What you should do:
Pull each line containing "True" out of the data and copy it.

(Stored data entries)
□ □ □ □ □ □ □

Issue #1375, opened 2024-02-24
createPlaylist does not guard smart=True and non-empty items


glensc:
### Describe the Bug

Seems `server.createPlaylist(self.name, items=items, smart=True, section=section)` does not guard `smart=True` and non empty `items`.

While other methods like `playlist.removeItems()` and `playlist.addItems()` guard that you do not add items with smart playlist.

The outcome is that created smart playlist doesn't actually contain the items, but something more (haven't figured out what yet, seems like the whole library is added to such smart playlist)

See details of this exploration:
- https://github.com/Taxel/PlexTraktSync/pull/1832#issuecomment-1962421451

□ □ □ □ □ □ □

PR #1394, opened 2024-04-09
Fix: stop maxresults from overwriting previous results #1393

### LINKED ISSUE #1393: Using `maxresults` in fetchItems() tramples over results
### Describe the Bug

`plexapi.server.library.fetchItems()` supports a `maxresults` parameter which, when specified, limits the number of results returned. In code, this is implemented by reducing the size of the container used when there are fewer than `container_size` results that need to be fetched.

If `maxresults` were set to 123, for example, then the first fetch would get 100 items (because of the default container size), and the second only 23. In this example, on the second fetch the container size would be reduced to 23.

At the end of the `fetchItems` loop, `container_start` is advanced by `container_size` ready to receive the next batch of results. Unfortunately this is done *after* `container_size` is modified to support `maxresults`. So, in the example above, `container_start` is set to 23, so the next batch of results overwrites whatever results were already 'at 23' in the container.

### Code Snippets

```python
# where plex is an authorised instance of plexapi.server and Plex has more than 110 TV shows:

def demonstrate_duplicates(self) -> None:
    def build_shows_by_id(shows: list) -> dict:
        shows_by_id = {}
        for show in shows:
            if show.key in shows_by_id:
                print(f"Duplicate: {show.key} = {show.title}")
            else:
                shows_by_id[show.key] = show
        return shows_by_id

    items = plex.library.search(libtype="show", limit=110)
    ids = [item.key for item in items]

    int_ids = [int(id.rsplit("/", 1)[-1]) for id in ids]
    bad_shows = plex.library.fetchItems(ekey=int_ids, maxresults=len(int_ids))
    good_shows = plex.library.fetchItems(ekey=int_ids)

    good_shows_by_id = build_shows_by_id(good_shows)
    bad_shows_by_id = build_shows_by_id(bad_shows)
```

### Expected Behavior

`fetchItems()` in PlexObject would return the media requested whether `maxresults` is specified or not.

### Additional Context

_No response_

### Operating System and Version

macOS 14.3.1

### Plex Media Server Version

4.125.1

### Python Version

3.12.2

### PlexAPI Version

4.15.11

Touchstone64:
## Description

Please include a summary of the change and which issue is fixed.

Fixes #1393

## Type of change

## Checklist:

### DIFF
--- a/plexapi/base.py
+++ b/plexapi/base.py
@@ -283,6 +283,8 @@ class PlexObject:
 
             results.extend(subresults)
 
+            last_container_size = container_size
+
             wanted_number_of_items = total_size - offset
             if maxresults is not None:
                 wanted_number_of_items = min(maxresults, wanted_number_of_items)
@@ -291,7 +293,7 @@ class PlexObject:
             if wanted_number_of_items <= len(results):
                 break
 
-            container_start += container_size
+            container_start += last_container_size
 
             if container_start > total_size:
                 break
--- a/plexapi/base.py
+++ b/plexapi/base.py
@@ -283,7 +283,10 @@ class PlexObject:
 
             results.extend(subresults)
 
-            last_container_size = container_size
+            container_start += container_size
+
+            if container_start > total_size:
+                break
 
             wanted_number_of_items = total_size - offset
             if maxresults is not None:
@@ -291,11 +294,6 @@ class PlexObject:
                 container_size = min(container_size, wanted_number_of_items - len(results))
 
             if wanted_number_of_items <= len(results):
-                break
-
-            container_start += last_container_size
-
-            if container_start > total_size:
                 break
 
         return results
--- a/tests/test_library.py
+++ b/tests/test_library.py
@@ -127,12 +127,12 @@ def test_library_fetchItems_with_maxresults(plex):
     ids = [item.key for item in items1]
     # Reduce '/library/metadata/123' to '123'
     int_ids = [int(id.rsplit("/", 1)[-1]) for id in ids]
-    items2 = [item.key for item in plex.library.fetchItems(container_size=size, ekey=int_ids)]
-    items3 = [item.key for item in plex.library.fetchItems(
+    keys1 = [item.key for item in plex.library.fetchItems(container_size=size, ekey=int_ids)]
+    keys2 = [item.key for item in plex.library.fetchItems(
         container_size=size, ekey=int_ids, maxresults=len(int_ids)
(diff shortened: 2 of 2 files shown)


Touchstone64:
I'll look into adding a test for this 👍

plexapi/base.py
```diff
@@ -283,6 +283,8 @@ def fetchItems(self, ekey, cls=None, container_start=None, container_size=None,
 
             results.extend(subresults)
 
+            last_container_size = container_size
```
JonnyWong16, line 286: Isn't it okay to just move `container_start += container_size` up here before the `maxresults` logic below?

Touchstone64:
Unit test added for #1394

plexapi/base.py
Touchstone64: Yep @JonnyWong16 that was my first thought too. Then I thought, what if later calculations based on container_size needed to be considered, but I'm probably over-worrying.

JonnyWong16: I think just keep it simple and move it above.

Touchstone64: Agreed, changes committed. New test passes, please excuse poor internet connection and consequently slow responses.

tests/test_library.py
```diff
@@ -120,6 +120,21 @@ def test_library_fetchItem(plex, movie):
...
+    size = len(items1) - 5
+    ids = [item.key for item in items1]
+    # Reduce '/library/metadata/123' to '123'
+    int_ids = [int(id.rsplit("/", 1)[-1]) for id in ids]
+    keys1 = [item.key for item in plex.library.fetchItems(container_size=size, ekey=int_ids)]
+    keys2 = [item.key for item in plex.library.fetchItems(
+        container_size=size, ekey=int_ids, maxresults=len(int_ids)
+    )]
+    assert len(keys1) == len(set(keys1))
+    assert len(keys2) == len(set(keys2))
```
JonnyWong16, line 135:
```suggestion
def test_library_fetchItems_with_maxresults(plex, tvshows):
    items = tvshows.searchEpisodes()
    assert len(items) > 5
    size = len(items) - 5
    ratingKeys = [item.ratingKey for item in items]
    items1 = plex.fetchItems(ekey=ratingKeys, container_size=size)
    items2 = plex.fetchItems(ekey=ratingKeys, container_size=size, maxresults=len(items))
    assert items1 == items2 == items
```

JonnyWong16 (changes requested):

□ □ □ □ □ □ □

Solution for this exercise:
createPlaylist does not guard smart=True and non-empty items
Seems `server.createPlaylist(self.name, items=items, smart=True, section=section)` does not guard `smart=True` and non empty `items`.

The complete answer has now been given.